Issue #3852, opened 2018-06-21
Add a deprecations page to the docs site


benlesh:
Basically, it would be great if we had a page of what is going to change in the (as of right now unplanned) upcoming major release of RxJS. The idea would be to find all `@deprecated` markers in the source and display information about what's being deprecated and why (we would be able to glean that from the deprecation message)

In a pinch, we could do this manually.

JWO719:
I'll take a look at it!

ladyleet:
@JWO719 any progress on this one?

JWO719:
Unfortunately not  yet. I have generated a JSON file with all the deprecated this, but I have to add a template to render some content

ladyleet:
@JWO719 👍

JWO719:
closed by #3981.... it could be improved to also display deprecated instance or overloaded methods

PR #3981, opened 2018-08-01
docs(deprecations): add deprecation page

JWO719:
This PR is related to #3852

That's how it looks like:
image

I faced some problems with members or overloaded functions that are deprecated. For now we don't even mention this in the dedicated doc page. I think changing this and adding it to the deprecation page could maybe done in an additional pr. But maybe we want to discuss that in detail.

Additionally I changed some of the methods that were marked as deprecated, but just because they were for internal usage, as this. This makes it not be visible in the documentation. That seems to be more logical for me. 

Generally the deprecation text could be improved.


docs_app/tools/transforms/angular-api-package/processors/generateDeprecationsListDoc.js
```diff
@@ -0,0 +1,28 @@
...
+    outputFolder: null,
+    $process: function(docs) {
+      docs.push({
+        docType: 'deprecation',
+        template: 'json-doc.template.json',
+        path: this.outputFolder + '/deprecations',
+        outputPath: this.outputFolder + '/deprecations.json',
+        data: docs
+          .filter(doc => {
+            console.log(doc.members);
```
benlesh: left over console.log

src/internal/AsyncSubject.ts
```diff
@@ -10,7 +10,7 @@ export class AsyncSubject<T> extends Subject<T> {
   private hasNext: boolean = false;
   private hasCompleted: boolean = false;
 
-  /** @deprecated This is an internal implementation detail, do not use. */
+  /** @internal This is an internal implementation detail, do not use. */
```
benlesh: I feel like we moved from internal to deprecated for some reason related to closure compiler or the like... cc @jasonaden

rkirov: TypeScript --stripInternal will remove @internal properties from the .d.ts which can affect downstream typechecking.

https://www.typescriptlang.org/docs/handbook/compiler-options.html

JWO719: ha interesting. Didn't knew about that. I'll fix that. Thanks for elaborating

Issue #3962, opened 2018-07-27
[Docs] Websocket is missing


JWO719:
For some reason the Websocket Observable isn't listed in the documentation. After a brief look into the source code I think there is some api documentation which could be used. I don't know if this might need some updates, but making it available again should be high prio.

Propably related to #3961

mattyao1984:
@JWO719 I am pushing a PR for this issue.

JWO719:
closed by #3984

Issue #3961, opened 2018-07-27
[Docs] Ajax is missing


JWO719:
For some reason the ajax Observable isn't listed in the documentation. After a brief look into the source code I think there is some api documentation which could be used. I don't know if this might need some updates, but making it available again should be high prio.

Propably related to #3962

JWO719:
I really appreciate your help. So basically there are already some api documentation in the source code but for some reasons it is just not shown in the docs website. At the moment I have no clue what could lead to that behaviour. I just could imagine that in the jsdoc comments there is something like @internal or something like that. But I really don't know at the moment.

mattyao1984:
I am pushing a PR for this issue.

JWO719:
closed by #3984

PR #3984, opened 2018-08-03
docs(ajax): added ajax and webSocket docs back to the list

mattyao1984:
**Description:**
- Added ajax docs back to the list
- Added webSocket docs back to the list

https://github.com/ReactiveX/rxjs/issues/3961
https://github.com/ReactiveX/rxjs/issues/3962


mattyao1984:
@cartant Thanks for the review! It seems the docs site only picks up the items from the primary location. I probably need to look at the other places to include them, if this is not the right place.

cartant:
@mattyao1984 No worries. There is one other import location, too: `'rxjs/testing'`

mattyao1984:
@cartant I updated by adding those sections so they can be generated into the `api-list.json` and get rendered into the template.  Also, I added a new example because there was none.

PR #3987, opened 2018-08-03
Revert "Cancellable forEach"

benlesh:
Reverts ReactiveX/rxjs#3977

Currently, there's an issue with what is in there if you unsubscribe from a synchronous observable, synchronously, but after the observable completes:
───
**Task statement:**
I need each line from the listing where the word "code" occurs.

**Completed exercise:**
For some reason the Websocket Observable isn't listed in the documentation. After a brief look into the source code I think there is some api documentation which could be used. I don't know if this might need some updates, but making it available again should be high prio.
For some reason the ajax Observable isn't listed in the documentation. After a brief look into the source code I think there is some api documentation which could be used. I don't know if this might need some updates, but making it available again should be high prio.
I really appreciate your help. So basically there are already some api documentation in the source code but for some reasons it is just not shown in the docs website. At the moment I have no clue what could lead to that behaviour. I just could imagine that in the jsdoc comments there is something like @internal or something like that. But I really don't know at the moment.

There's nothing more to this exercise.